C(x) = 500 + 10x + 0.005x^2
Taking the derivative of C(x) with respect to x:
C'(x) = 10 + 0.01x
Now we can evaluate C'(x) at x = 100:
C'(100) = 10 + 0.01(100)
C'(100) = 10 + 1
C'(100) = 11
Therefore, the instantaneous rate of change of C with respect to x when x = 100 is 11 dollars per unit.
To find the average rate of change of C with respect to x, we need to calculate the difference in the values of C(x) at the two different production levels and divide it by the difference in the values of x.
i.

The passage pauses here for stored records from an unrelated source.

PR #2198, opened 2020-04-01
Change the output of the azure-event-hubs overrides file to adapt to the new Chart structure

montaro:
Change the output of the azure-event-hubs overrides file to adapt to the new Chart structure

See also https://github.com/kyma-project/kyma/issues/7507

### DIFF
--- a/prow/scripts/cluster-integration/helpers/create-azure-event-hubs-secret.sh
+++ b/prow/scripts/cluster-integration/helpers/create-azure-event-hubs-secret.sh
@@ -55,7 +55,7 @@ EVENTHUB_NAMESPACE_SHARED_ACCESS_KEY="RootManageSharedAccessKey"
 K8S_SECRET_NAME="${EVENTHUB_NAMESPACE_NAME}-overrides"
 K8S_SECRET_NAMESPACE="kyma-installer"
 K8S_SECRET_USERNAME="\$ConnectionString"
-K8S_SECRET_HOSTNAME=""
+K8S_BROKER_HOSTNAME=""
 K8S_SECRET_PASSWORD=""
 
 KAFKA_BROKER_PORT="9093"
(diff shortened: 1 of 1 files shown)


prow/scripts/cluster-integration/helpers/create-azure-event-hubs-secret.sh
```diff
@@ -196,7 +196,8 @@ metadata:
     component: knative-eventing-channel-kafka
     kyma-project.io/installation: ""
 stringData:
-  kafka.brokers: ${K8S_SECRET_BROKER}
+  kafka.brokers.hostname: ${K8S_SECRET_BROKER}
+  kafka.brokers.port: ${KAFKA_BROKER_PORT}
```
k15r, line 200: i know you did not introduce this variable:
but: the value is hardcoded to 9093. Would it make sense to make this default to 9093 if not set, otherwise use the value specified in the environment?

montaro: @k15r Thanks for the review.
I thought that the behavior you're asking for is the current implementation given https://github.com/kyma-project/test-infra/pull/2198/files#diff-ae7dbfa9acdca658c142a283090aa43cL61
If not, would you please elaborate with an example? Thanks!

prow/scripts/cluster-integration/helpers/create-azure-event-hubs-secret.sh
```diff
@@ -196,7 +196,8 @@ metadata:
     component: knative-eventing-channel-kafka
     kyma-project.io/installation: ""
 stringData:
-  kafka.brokers: ${K8S_SECRET_BROKER}
+  kafka.brokers.hostname: ${K8S_SECRET_BROKER}
```
sayanh, line 199: I think it is clean to use the following to have some consistency:
```
kafka.brokers.hostname: ${K8S_SECRET_BROKER_HOSTNAME}
kafka.brokers.port: ${KAFKA_SECRET_BROKER_PORT}
```

prow/scripts/cluster-integration/helpers/create-azure-event-hubs-secret.sh
sayanh: Is it possible to derive the port from the `primaryConnectionString`?

prow/scripts/cluster-integration/helpers/create-azure-event-hubs-secret.sh
montaro: @sayanh Done

prow/scripts/cluster-integration/helpers/create-azure-event-hubs-secret.sh
montaro: The port is not in the primaryConnectionString.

Average rate of change of C with respect to x from x = 100 to x = 105:
Step 1: Substitute the values of x into the equation C(x) = 500 + 10x + 0.005x^2:
C(100) = 500 + 10(100) + 0.005(100)^2
= 500 + 1000 + 0.005(10000)
= 500 + 1000 + 50
= 1550
C(105) = 500 + 10(105) + 0.005(105)^2
= 500 + 1050 + 0.005(11025)
= 500 + 1050 + 55.125
= 1605.125
Step 2: Calculate the average rate of change:
Average Rate of Change = (C(105) - C(100)) / (105 - 100)
= (1605.125 - 1550) / (5)
= 55.125 / 5
= 11.025
Therefore, the average rate of change of C with respect to x when the production level is from x = 100 to x = 105 units is 11.025 dollars.
ii. To find the instantaneous rate of change of C with respect to x when x = 100, we can take the derivative of the function C(x) with respect to x.
Step 1: Differentiate the equation C(x) = 500 + 10x + 0.005x^2:
C'(x) = 10 + (2)(0.005)(x)
= 10 + 0.01x
Step 2: Substitute x = 100 into the derivative:
C'(100) = 10 + 0.01(100)
= 10 + 1
= 11
Therefore, the instantaneous rate of change of C with respect to x when x = 100 is 11 dollars.